I spent $3,500 on a Dual G4 533 DA with 1.25 GB RAM.  I did not intend to use this as a production server, but soon found that the C++ and Objective-C portions of my projects ran incredibly fast on my new mac.  The IO code in Java was quite slow, but I found that the rest of my Java code ran quite well on the mac as well.

I have now completely replaced my x86 machines for development with Macs.  I now have five Macs, four of which run OS X.  I will soon sell my Proliant boxes and purchase XServe machines.  Before I start my next major project, I will rewrite my core C code to use AltiVec instructions, and expect to have even better performance.

My contracts are billed based on development time and also based on the hardware my clients have to purchase to process a given set of data in a given period of time.  When given the choice, some of them choose to keep their x86 hardware.  This does not bother me.  The development cost difference is minimal.  I write the UI and presentation side of these projects in Java, either as applications or as servlets.  The network client and server sockets are usually Java based.  When they migrate to Macs, both the network infrastructure and the UI code will move over quite nicely.  The hardcore number crunching code is usually a combination of ANSI C, C++, and Objective C compiled using gcc 3.x.  Once again, this moves over quite well, as OS X uses a fairly standard gcc build.  This being said, 10% of my development cost is usually included so that when clients migrate, I have already been paid to make the small number of modifications needed to move their code over to cocoa.

The hardware cost savings are usually what convinces a client to choose deployment on macs, rather than PCs.  I do not require that my clients select the hardware for deployment until after the software bid has been accepted, the project has been designed, and the initial test harness has been built.  It is an incredible experience to run a few hundred sample calculations on a year old desktop box purchased in the last two years for $3500 and substantially outperform a quad Xeon box which was purchased within the same time frame for $65,000.  Now that the XServe is available, my clients can actually have even better performance (L3 cache!!!!)  for about the same price as my desktop Dual G4, and have that machine in the Rack (1U) with the rest of their IT investment.
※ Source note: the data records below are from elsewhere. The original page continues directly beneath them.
PR #1529, opened 2026-09-15
Support missing OpenAPI 3.2 features

### LINKED ISSUE #1485: Support missing OpenAPI 3.2 features
All of these was found by Claude. It would be very hard to do by hand.

Please, be really careful that I did not manually reviewed all of the missing items in the spec. This is something that must be done by the contributor.

| 3.2 feature | Field | Status |
|---|---|---|
| Self-identifying documents | `OpenAPI.$self` | ❌ absent from `dmr/openapi/openapi.py` |
| Named servers | `Server.name` | ❌ `objects/server.py` |
| Tag hierarchy / classification | `Tag.summary`, `Tag.parent`, `Tag.kind` | ❌ `objects/tag.py` |
| Whole-query-string params | `Parameter.in: "querystring"` | ❌ no component, no `in` value |
| Reusable media types | `Components.mediaTypes` | ❌ `objects/components.py` |
| Response short label | `Response.summary` | ❌ `objects/response.py`, `ResponseSpec` |
| Media type prose | `MediaType.description` | ❌ `objects/media_type.py` |
| Nested / sequential encoding | `Encoding.encoding`, `Encoding.itemEncoding`, `Encoding.prefixEncoding` | ❌ `objects/encoding.py` |
| Structured vs serialized examples | `Example.dataValue`, `Example.serializedValue` | ❌ `objects/example.py` |
| XML node typing | `XML.nodeType` (`element`/`attribute`/`text`/`cdata`/`none`) | ❌ `objects/xml.py`; `attribute`/`wrapped` are now *deprecated* |
| Discriminator fallback | `Discriminator.defaultMapping` | ❌ `objects/discriminator.py`, `_try_discriminator` |
| OAuth 2.0 device grant | `OAuthFlows.deviceAuthorization` | ❌ `objects/oauth_flows.py` |
| OAuth metadata discovery | `SecurityScheme.oauth2MetadataUrl` | ❌ `objects/security_scheme.py` |
| Deprecating a scheme | `SecurityScheme.deprecated` | ❌ `objects/security_scheme.py` |

Also: 3.2 deprecates the OAS `example` keyword *inside Schema Objects* in favour of
JSON Schema `examples`. `SchemaGenerator._maybe_generate_example` and
`schema_loader.load_schema` both write `Schema.example`, i.e. the framework's
auto-generated examples land on a deprecated keyword.

vyhuholl:
# I have made things!

## The table in the issue checks out

You asked the contributor to verify it, so that came first. I compared every row against `versions/3.2.0.md` and `versions/3.2.1.md` in the OAI repo, and against the released schema at https://spec.openapis.org/oas/3.2/schema/2025-09-17. All 14 rows are real gaps.

One row needs a note. `MediaType.description` is missing from the fixed-fields table in both markdown versions of the spec, but it is in the released JSON Schema, and `openapi-spec-validator` accepts it. I added it on that basis. Say the word and I'll drop it until the prose catches up.

I also hit something the issue doesn't list. `MediaType.prefix_encoding` was typed as a single `Encoding`, but the spec defines `prefixEncoding` as an array of them. Fixed here, because the same commit reworks `Encoding` anyway.

## What I changed

`CHANGELOG.md` has the field-by-field list, so I won't repeat it.

I gated the `example` deprecation on the version. Generated examples go to the JSON Schema `examples` list for `3.2.0` and newer, and stay on `example` below that; examples written by hand are never touched. The gate lives in `set_generated_example` in `dmr/openapi/mappers/example.py`. This let me pull example generation out of `schema_loader.load_schema` entirely — that function can't know the target version, and it no longer takes `should_generate_example`, `annotation`, or `serializer`.

Three other things ended up breaking, all listed in the changelog: `XML.attribute` and `XML.wrapped` now default to `None` (3.2 forbids them next to `node_type`, and we were dumping `attribute: false, wrapped: false` into every `xml` object), `prefix_encoding` became a list, and the `content` maps on `Response`, `RequestBody`, `Parameter` and `Header` now accept `Reference` — without that, `Components.media_types` is declarable but not referenceable.

Where the spec states an invariant I validate it in `__post_init__`: `querystring` parameters must use `content`, `Example.value` excludes the three new value fields, `node_type` excludes `attribute` and `wrapped`, and `self_uri` on a pre-3.2 config raises.

## What I did not do

No `Querystring` request component. The issue's row reads "no component, no `in` value" — I did the `in` value, so `ParameterLocation` now includes `'querystring'` and the object validates, but I did not write a parser that reads `QUERY_STRING` and feeds a model. That is request-parsing work next to `Query` and `Body`, not an OpenAPI object gap, and folding it in here would make a 42-file diff harder to review. Happy to do it as a follow-up if you want it in this milestone instead.

## AI Policy

## Checklist

## Related issues

Closes #1485


dmr/openapi/generators/component_parsers.py
```diff
@@ -207,13 +207,17 @@ def _merge_contents(
...
         for media_name, media_type in new_schema.content.items():
+            # We've just built these bodies from component parsers,
+            # so all of them have inline media types, never references:
+            assert isinstance(media_type, MediaType)  # noqa: S101
             media_items: list[Reference | Schema] = []
             if media_type.schema:  # pragma: no cover:
                 media_items.append(media_type.schema)
             existing_content = schema.content.get(media_name)
+            assert not isinstance(existing_content, Reference)  # noqa: S101
             # TODO: remove pragma after implementing conditional types
```
sobolevn, line 221: Can you please create a new issue to look at this `TODO`? Because we now support conditional `FileMetadata` bodies with `OctetStreamParser` and `MultiPartParser`

dmr/openapi/generators/response.py
```diff
@@ -77,6 +82,18 @@ def get_schema(
             ),
         )
 
+    def _get_summary(
```
sobolevn: I don't agree with this decision. One of our main design goals is to do not touch user's input in the schema. Hide nothing.

So, if some users wants to add `summary` to the response spec, valid options are:
- Get a validation error from `openapi-validator` early in the development and to remove this change / bump version
- To disable the validation and do it anyway

Forcefully hiding the value is not an option :)

dmr/openapi/generators/response.py
```diff
@@ -115,7 +132,13 @@ def _get_cookies(
             schema = context.generators.schema(str, serializer)
             # for mypy: `str` cannot return a reference, it is a primitive
             assert isinstance(schema, Schema)  # noqa: S101
-            schema = dataclasses.replace(schema, example=f'{name}=123')
+            # `replace` copies the schema, so we don't set the cookie
+            # example on the shared `str` schema:
+            schema = set_generated_example(
```
sobolevn, line 128: Sorry, this does not look correct to me :( 
There was a hidden bug here. For some reason, this place does not use our `example` generation logic and always produces `123` as an example. This is not cool.

Please, reuse our example generation logic here. Right now it is not configurable, it is static, it uses a very generic data.

I don't remember why I wrote this code :)

dmr/openapi/mappers/example.py
```diff
@@ -1,11 +1,42 @@
...
+    is ``None`` and we don't write anything at all.
+
+    .. versionadded:: 0.16.0
+    """
+    if example is None:
+        return schema
+    if context.config.openapi_version_info[:2] < _JSON_SCHEMA_EXAMPLES_VERSION:
+        schema.example = example
+    else:
+        schema.examples = [example]
```
sobolevn, line 24: Can we always use the same field? Can we just ignore `example` field on 3.1 and 3.2?

dmr/openapi/objects/encoding.py
```diff
@@ -8,10 +8,30 @@
...
     style: str | None = None
     explode: bool | None = None
     allow_reserved: bool | None = None
+
+    # OpenAPI 3.2+ fields:
+    encoding: dict[str, 'Encoding'] | None = None
+    item_encoding: 'Encoding | None' = None
+    prefix_encoding: list['Encoding'] | None = None
+
+    def __post_init__(self) -> None:
```
sobolevn: I think we should remove all runtime validation from these new types. 

The same is true for `dmr/openapi/objects/media_type.py`. I only added that as a sanity-check. We rely on `openapi-validator` for this, let's not re-implement it.

dmr/openapi/config.py
```diff
@@ -91,6 +104,14 @@ def __post_init__(self) -> None:
                 'they are not based on JSON Schema, which is what we use '
                 f'to generate model schemas, got {self.openapi_version!r}',
             )
+        if (
```
sobolevn: Please, remove this condition.

docs/pages/openapi/openapi.rst
```diff
@@ -17,6 +17,70 @@ We support OpenAPI versions from ``3.1.0`` through ``3.2.0``.
...
 
+.. _openapi-3-2:
+
+OpenAPI 3.2 features
+--------------------
+
+Set ``openapi_version='3.2.0'`` on :class:`dmr.openapi.OpenAPIConfig`
+to target `OpenAPI 3.2 <https://spec.openapis.org/oas/v3.2.0.html>`_.
+
+Everything that 3.2 adds to the spec objects is available:
```
sobolevn: Do not list everything. Just saying that we support all the spec is enough.

docs/pages/openapi/openapi.rst
```diff
@@ -17,6 +17,70 @@ We support OpenAPI versions from ``3.1.0`` through ``3.2.0``.
...
+  and ``deprecated``
+
+Here's how several of them look together:
+
+.. literalinclude:: /examples/openapi/openapi_v32.py
+  :caption: urls.py
+  :language: python
+  :linenos:
+
+Some of these fields do not exist in older versions of the spec.
```
sobolevn: Again, this is not needed.

docs/pages/openapi/openapi.rst
```diff
@@ -17,6 +17,70 @@ We support OpenAPI versions from ``3.1.0`` through ``3.2.0``.
...
+- ``self_uri`` raises a ``ValueError``
+  when ``openapi_version`` is older than ``'3.2.0'``
+- :attr:`ResponseSpec.summary <dmr.metadata.ResponseSpec>` is only rendered
+  for ``'3.2.0'`` and newer, older versions silently drop it
+- Autogenerated examples land on the JSON Schema ``examples`` keyword
+  for ``'3.2.0'`` and newer, because 3.2 deprecates the OAS ``example``
+  keyword inside Schema Objects.
+  See :ref:`openapi-examples-generation`
+
+.. versionadded:: 0.16.0
```
sobolevn: Let's remove it. We claimed 3.2 support a long ago, we just fixed the missing parts.

sobolevn (commented):
Not a full review.

dmr/openapi/generators/component_parsers.py
vyhuholl: I've discovered that the TODO's premise is already satisfied — conditional types for `FileMetadata[]` shipped in 0.15.0 and are tested. But removing the pragmas still doesn't go green, because the misses are the false arms of both ifs, and `_merge_contents` only runs when two components each return a `RequestBody` — which no conditional-file test controller does.

And chasing that arm turned up an additional real bug. I've created an issue about it: see #1537

dmr/openapi/generators/response.py
vyhuholl: Fixed in https://github.com/wemake-services/django-modern-rest/commit/02ca1bed5d3e3d4b3f14b6b7db2daa5c9689edaf

dmr/openapi/generators/response.py
vyhuholl: Done

dmr/openapi/config.py
vyhuholl: Done

docs/pages/openapi/openapi.rst
vyhuholl: Removed

docs/pages/openapi/openapi.rst
vyhuholl: Removed

docs/pages/openapi/openapi.rst
vyhuholl: Removed

dmr/openapi/objects/encoding.py
vyhuholl: Removed

dmr/openapi/mappers/example.py
vyhuholl: Done

tests/test_unit/test_openapi/__snapshots__/test_translated_schema.ambr
```diff
@@ -26,8 +26,7 @@
                 },
                 "Set-Cookie: translated-cookie": {
                   "schema": {
-                    "type": "string",
-                    "example": "translated-cookie=123"
+                    "type": "string"
```
sobolevn, line 29: We need at least one example for cookies with generated data. Currently it is not tested at all.

tests/test_unit/test_openapi/test_generators/test_response.py
```diff
@@ -167,3 +169,40 @@ def test_response_multiple_content_types(
...
+            description='The task was put into the queue',
+        ),
+    )
+
+    def get(self) -> str:
+        raise NotImplementedError
+
+
+@pytest.mark.parametrize('openapi_version', ['3.1.0', '3.2.0'])
+def test_response_summary(openapi_version: str) -> None:
```
sobolevn: this test is not needed, there's no logic / behavior to test. we just dump all fields. `summary` is a field.

tests/test_unit/test_openapi/test_objects/test_openapi_v32_fields.py
```diff
@@ -0,0 +1,209 @@
...
+    SecurityScheme,
+    Server,
+    Tag,
+)
+from dmr.routing import Router
+
+# Makes sure that the spec we build is validated against the real 3.2 schema:
+pytest.importorskip('openapi_spec_validator')
+
+_REUSABLE_MEDIA_TYPE = '#/components/mediaTypes/Reusable'
```
sobolevn:
```suggestion
_REUSABLE_MEDIA_TYPE: Final = '#/components/mediaTypes/Reusable'
```

tests/test_unit/test_openapi/test_objects/test_openapi_v32_fields.py
```diff
@@ -0,0 +1,209 @@
...
+        ),
+    )
+
+
+def test_openapi_v32_document_is_valid() -> None:
+    """Ensure that all the new 3.2 fields pass the real 3.2 validation."""
+    # `convert` validates the result, it raises when something is off:
+    dumped = build_schema(Router('api/v1/'), config=_config()).convert()
+
+    assert dumped['$self'] == 'https://example.com/openapi.json'
```
sobolevn: assert the full document with `== snapshot`, it is worth it.

tests/test_unit/test_openapi/test_objects/test_openapi_v32_fields.py
```diff
@@ -0,0 +1,209 @@
...
+    assert dumped['servers'] == snapshot([
+        {'url': 'https://example.com', 'name': 'production'},
+    ])
+    assert dumped['tags'] == snapshot([
+        {'name': 'external', 'summary': 'External', 'kind': 'audience'},
+        {'name': 'partner', 'parent': 'external', 'kind': 'audience'},
+    ])
+
+
+def test_openapi_v32_components() -> None:
```
sobolevn: so this test will be removed

tests/test_unit/test_openapi/test_config.py
```diff
@@ -39,3 +39,15 @@ def test_unsupported_openapi_versions(openapi_version: str) -> None:
             version='1.0.0',
             openapi_version=openapi_version,
         )
+
+
+def test_self_uri() -> None:
```
sobolevn: I suggest to remove this test. `def _config() -> OpenAPIConfig:` covers it.

tests/test_unit/test_openapi/test_generated_examples.py
```diff
@@ -0,0 +1,67 @@
...
+@pytest.mark.parametrize('openapi_version', ['3.1.0', '3.2.0'])
+@pytest.mark.parametrize(
+    'find_schema',
+    [_inline_body_schema, _referenced_schema],
+)
+def test_generated_examples_keyword(
+    find_schema: Any,
+    openapi_version: str,
+    settings: LazySettings,
+) -> None:
```
sobolevn, line 52:
```suggestion
def test_generated_examples_keyword(
    settings: LazySettings,
    *,
    find_schema: Callable[[dict[str, Any]], Schema | Reference],
    openapi_version: str,
) -> None:
```

tests/test_unit/test_openapi/__snapshots__/test_translated_schema.ambr
vyhuholl: Added `test_response_generator_cookie_examples` with `openapi_examples_seed: 5`, which now pins:

```python
'Set-Cookie: first_cookie': Header(
    schema=Schema(
        type=OpenAPIType.STRING,
        examples=['first_cookie=GMPXMVbyXHUfymCDaloV'],
    ),
    ...
```
I kept the seedless test alongside it, since the two assert different things: one that no example appears when generation is off, the other that a generated one appears when it's on.

tests/test_unit/test_openapi/test_generators/test_response.py
vyhuholl: Removed.

tests/test_unit/test_openapi/test_objects/test_openapi_v32_fields.py
vyhuholl: Done.

tests/test_unit/test_openapi/test_objects/test_openapi_v32_fields.py
vyhuholl: Removed.

tests/test_unit/test_openapi/test_config.py
vyhuholl: Removed.

tests/test_unit/test_openapi/test_generators/test_response.py
```diff
@@ -167,3 +169,45 @@ def test_response_multiple_content_types(
...
+                type=OpenAPIType.STRING,
+                examples=['first_cookie=GMPXMVbyXHUfymCDaloV'],
+            ),
+            description='First',
+            required=True,
+        ),
+        'Set-Cookie: second_cookie': Header(
+            schema=Schema(
+                type=OpenAPIType.STRING,
+                examples=['second_cookie=GMPXMVbyXHUfymCDaloV'],
```
sobolevn, line 202: why all example values are the same? 🤔

sobolevn (commented):
Thanks! Just one question left.

sobolevn:
There are now merge conflicts 🙏

tests/test_unit/test_openapi/test_generators/test_response.py
vyhuholl: Good question! I've investigated it and found a bug in `generate_example` from `dmr/openapi/mappers/example.py`, which the test just made visible.

`polyfactory`'s `seed_random` sets `cls.__random__` and seeds `faker`, but never updates `cls.__random_seed__`:

```python
@classmethod
def seed_random(cls, seed: int) -> None:
    cls.__random__ = Random(seed)
    cls.__faker__.seed_instance(seed)
```

So in `dmr/openapi/mappers/example.py`, `_ExampleFactory.__random_seed__` stays at its class default of `10` forever, and this guard never stops being true:

```python
if _ExampleFactory.__random_seed__ != seed:  # pragma: no cover
    _ExampleFactory.seed_random(seed)
```

With `openapi_examples_seed = 5`, the factory is reseeded before every call, resetting the stream — so every top-level call for the same annotation returns the same value. Measured through the real `settings` fixture:

```
seed=5  → ['GMPXMVbyXHUfymCDaloV', 'GMPXMVbyXHUfymCDaloV', 'GMPXMVbyXHUfymCDaloV']
seed=10 → ['NiPhGgaTklZTpXCJkWJY', 'UpsihdpFaJrqQyqzKcYb', 'MRaOtEacjXkNWWrsBOfM']
```

At seed `10` the guard is false, nothing reseeds, the stream advances, and values vary. The behaviour flips on whether your seed happens to equal an internal default.

It's project-wide, not cookie-specific — `GMPXMVbyXHUfymCDaloV` already appears 4× in `test_example_snapshots.ambr`, as `msg` in three different `ErrorModel` examples and as a dict key in a fourth. Values only vary *inside* one generated model, because that's a single `get_field_value` call.

So I can't make the cookie values differ from the test side — all three cookies are `str`, and each gets its own `generate_example(str, ...)` call, which always returns the stream's first value.

I'd rather not fix the seeding inside this PR. Seeding once and letting the stream run does give variety, but then values depend on how many calls came before — I measured that too: after two unrelated calls the sequence starts at the third value. With a class-level factory shared across tests and `pytest-randomly` shuffling order, that makes every example snapshot in the repo flaky. The fix that actually works is reseeding once per `build_schema` rather than per call, which is a change to the example subsystem, churns every example snapshot, and has nothing to do with OpenAPI 3.2.

I've opened a new issue about it, see #1548

sobolevn (approved):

I am sorry to be so verbose.  I care passionately about this.

Feel free to send your friend a copy of this post.  He should also read a few articles on the scientific computing projects out there being done for a fraction of their previous cost after being ported to run on a G4 desktop or laptop.  These articles can be easily found on the apple website.

Good luck.


----------



## 96.9 (Jul 14, 2002)

Mac OS X is nice cause it has lots of GUI tools to use for networking .

Its easy to setup the modem or nic card . The point and click facilities are very straight forward .

For development linux has been made to be very user friendly . SuSE PPC is all together on CD Roms and using YaST you can put together whatever you want . 

OS X is BSD so for some reason it is very difficult on the technical end , like Open BSD is for newcomers . There should be more info for the new user on ports and packages and compilers and such but this BBS is a great place to look for help . 

For basic setup on a Mac or Microsoft network with a new apple computer I would recommend OS X over linux anyday but for advaced computer freaks PPC linux might be a nice addiction if you can set up the dual boot on your desktop PC .


----------